Problem:
Look through the records below for the line holding "Move code to". Write it out exactly, with each following line through the line holding "ansible 2.8 yet".

Data for the task:

......

PR #302, opened 2020-10-26
nm provider: Refactor the volatilize action of network connection

cathay4t:
Refactor the volatilize action of nm provider:
 * Move code to `module_utils/network_lsr/nm`
 * The `module_utils/network_lsr/nm` only delete profile by given UUID
   instead of guess. The `library/network_connections.py` is responsible
   on choosing UUID.

### DIFF
--- a/module_utils/network_lsr/nm/connection.py
+++ b/module_utils/network_lsr/nm/connection.py
@@ -1,0 +1,113 @@
+# SPDX-License-Identifier: BSD-3-Clause
+
+# Handle NM.RemoteConnection
+
+import logging
+
+# Relative import is not support by ansible 2.8 yet
+# pylint: disable=import-error, no-name-in-module
+from ansible.module_utils.network_lsr.nm import client  # noqa:E501
+from ansible.module_utils.network_lsr.nm import error  # noqa:E501
+
+# pylint: enable=import-error, no-name-in-module
+
+
+def delete_remote_connection(nm_profile, timeout, check_mode):
+    if not nm_profile:
+        logging.info("NULL NM.RemoteConnection, no need to delete")
+        return False
+
+    if not check_mode:
+        main_loop = client.get_mainloop(timeout)
+        user_data = main_loop
+        nm_profile.delete_async(
+            main_loop.cancellable,
+            _nm_profile_delete_call_back,
+            user_data,
+        )
+        logging.debug(
+            "Deleting profile {id}/{uuid} with timeout {timeout}".format(
+                id=nm_profile.get_id(), uuid=nm_profile.get_uuid(), timeout=timeout
+            )
+        )
+        main_loop.run()
+    return True
+
+
+def _nm_profile_delete_call_back(nm_profile, result, user_data):
+    main_loop = user_data
+    if main_loop.is_cancelled:
+        return
+
+    try:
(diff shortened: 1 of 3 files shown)


cathay4t:
@ffmancera Please take review when you have time.

cathay4t:
@richm Any idea why the Fedora CI hang forever?

richm:
> @richm Any idea why the Fedora CI hang forever?

fedora-31 has been removed from CI - please updated the required tests for network CI - we now test only fedora-32 and fedora-33

fedora-32 is only tested with ansible 2.9 and later - please remove fedora-32/ansible-2.8 as an expected required test from the network CI

tyll:
> > @richm Any idea why the Fedora CI hang forever?
> 
> fedora-31 has been removed from CI - please updated the required tests for network CI - we now test only fedora-32 and fedora-33
> 
> fedora-32 is only tested with ansible 2.9 and later - please remove fedora-32/ansible-2.8 as an expected required test from the network CI

Thanks, I adjusted the branch protection rules.

cathay4t:
The CI failued on Fedora 33 is fixed in PR https://github.com/linux-system-roles/network/pull/327

module_utils/network_lsr/nm/connection.py
```diff
@@ -0,0 +1,72 @@
...
+    if not nm_profile:
+        logging.info("NULL NM.RemoteConnection, no need to delete")
+        return False
+
+    # Whether profile has to be deactivated first
+    nm_client = get_client()
+    for nm_ac in nm_client.get_active_connections():
+        cur_nm_profile = nm_ac.get_connection()
+        if cur_nm_profile and cur_nm_profile.get_uuid() == nm_profile.get_uuid():
+            deactivate_active_connection(nm_ac, timeout, check_mode)
```
thom311, line 29: this branch does something quite different from before. Before, the code made an effort to make the profile only volatile (if the API supports that). The effect is that the profile only gets deleted after the profile is no longer active.

This branch, explicitly deactivates the profile (if active) and removes it right away.

Sure, the way how we delete a profile could also be differently. But it was done that way for reasons. The commit message makes no mention why this changes and why the new way is preferable.

I also wonder why the profile gets first deactivated, only to delete it afterwards. That does not seem necessary. There is a code comment `"Whether profile has to be deactivated first"`, but it would be good if the code comment explains *why* this is done.

tests/playbooks/tests_states.yml
```diff
@@ -78,8 +78,16 @@
               - tasks/activate_profile.yml
             lsr_test:
               - tasks/remove_profile.yml
+            lsr_assert_when:
+              # Device should be absent because of NetworkManager
```
tyll, line 82: This contradicts the user story of this test/the expected behavior: "I can remove an existing profile without taking it down" (see Thomas' comment about making the profile volatile).

module_utils/network_lsr/nm/connection.py
cathay4t: OK. I missed this use case. I will restored back to old behavior.

cathay4t:
@thom311 New patch uploaded. Please review when you have time.
The new patch will try volatilize connection profile when update2 is supported, otherwise delete the profile.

......

Result:
 * Move code to `module_utils/network_lsr/nm`
 * The `module_utils/network_lsr/nm` only delete profile by given UUID
   instead of guess. The `library/network_connections.py` is responsible
   on choosing UUID.

### DIFF
--- a/module_utils/network_lsr/nm/connection.py
+++ b/module_utils/network_lsr/nm/connection.py
@@ -1,0 +1,113 @@
+# SPDX-License-Identifier: BSD-3-Clause
+
+# Handle NM.RemoteConnection
+
+import logging
+
+# Relative import is not support by ansible 2.8 yet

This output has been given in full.